● ASSIGNMENT: Below are the records; print them all without any alteration.

● TASK INPUT:
PR #90, opened 2020-12-03
[DEV-5635] ADD: pagination to client

pastap:
Basically creates a generator for users to loop through pages for List<> queries. Implemented on ListSubmissions since that was the ask from clients (and I don't think any other query will exceed 1000 items, tbh)
Atm, only supports going forwards - don't see a need yet to support stuff like "before" and so on

### DIFF
--- a/indico/client/client.py
+++ b/indico/client/client.py
@@ -5,7 +5,7 @@ import urllib3
 
 from indico.config import IndicoConfig
 from indico.http.client import HTTPClient
-from indico.client.request import HTTPRequest, RequestChain
+from indico.client.request import HTTPRequest, RequestChain, PagedRequest
 
 
 class IndicoClient:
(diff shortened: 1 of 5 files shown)


tests/integration/queries/test_workflow.py
```diff
@@ -138,6 +138,24 @@ def test_list_workflow_submission_retrieved(
...
+    client = IndicoClient()
+    wfs = client.call(ListWorkflows(dataset_ids=[airlines_dataset.id]))
+    wf = max(wfs, key=lambda w: w.id)
+
+    dataset_filepath = str(Path(__file__).parents[1]) + "/data/mock.pdf"
+
+    submission_ids = client.call(
+        WorkflowSubmission(workflow_id=wf.id, files=[dataset_filepath]*5)
+    )
+    for sub in client.paginate(ListSubmissions(workflow_ids=[wf.id], limit=3)):
```
nkassis, line 153: If we pass a limit of 3 we should get 3 back, if they don't pass this limit we should pass one or use the server default.

indico/client/client.py
```diff
@@ -64,3 +64,16 @@ def call(self, request: Union[HTTPRequest, RequestChain]):
             return self._handle_request_chain(request)
         elif request and isinstance(request, HTTPRequest):
             return self._http.execute_request(request)
+
+    def paginate(self, request: PagedRequest):
```
nkassis, line 68: I don't think we need this function, PageRequest can encapsulate this.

● TASK SOLUTION:
PR #90, opened 2020-12-03
[DEV-5635] ADD: pagination to client

pastap:
Basically creates a generator for users to loop through pages for List<> queries. Implemented on ListSubmissions since that was the ask from clients (and I don't think any other query will exceed 1000 items, tbh)
Atm, only supports going forwards - don't see a need yet to support stuff like "before" and so on

### DIFF
--- a/indico/client/client.py
+++ b/indico/client/client.py
@@ -5,7 +5,7 @@ import urllib3
 
 from indico.config import IndicoConfig
 from indico.http.client import HTTPClient
-from indico.client.request import HTTPRequest, RequestChain
+from indico.client.request import HTTPRequest, RequestChain, PagedRequest
 
 
 class IndicoClient:
(diff shortened: 1 of 5 files shown)


tests/integration/queries/test_workflow.py
```diff
@@ -138,6 +138,24 @@ def test_list_workflow_submission_retrieved(
...
+    client = IndicoClient()
+    wfs = client.call(ListWorkflows(dataset_ids=[airlines_dataset.id]))
+    wf = max(wfs, key=lambda w: w.id)
+
+    dataset_filepath = str(Path(__file__).parents[1]) + "/data/mock.pdf"
+
+    submission_ids = client.call(
+        WorkflowSubmission(workflow_id=wf.id, files=[dataset_filepath]*5)
+    )
+    for sub in client.paginate(ListSubmissions(workflow_ids=[wf.id], limit=3)):
```
nkassis, line 153: If we pass a limit of 3 we should get 3 back, if they don't pass this limit we should pass one or use the server default.

indico/client/client.py
```diff
@@ -64,3 +64,16 @@ def call(self, request: Union[HTTPRequest, RequestChain]):
             return self._handle_request_chain(request)
         elif request and isinstance(request, HTTPRequest):
             return self._http.execute_request(request)
+
+    def paginate(self, request: PagedRequest):
```
nkassis, line 68: I don't think we need this function, PageRequest can encapsulate this.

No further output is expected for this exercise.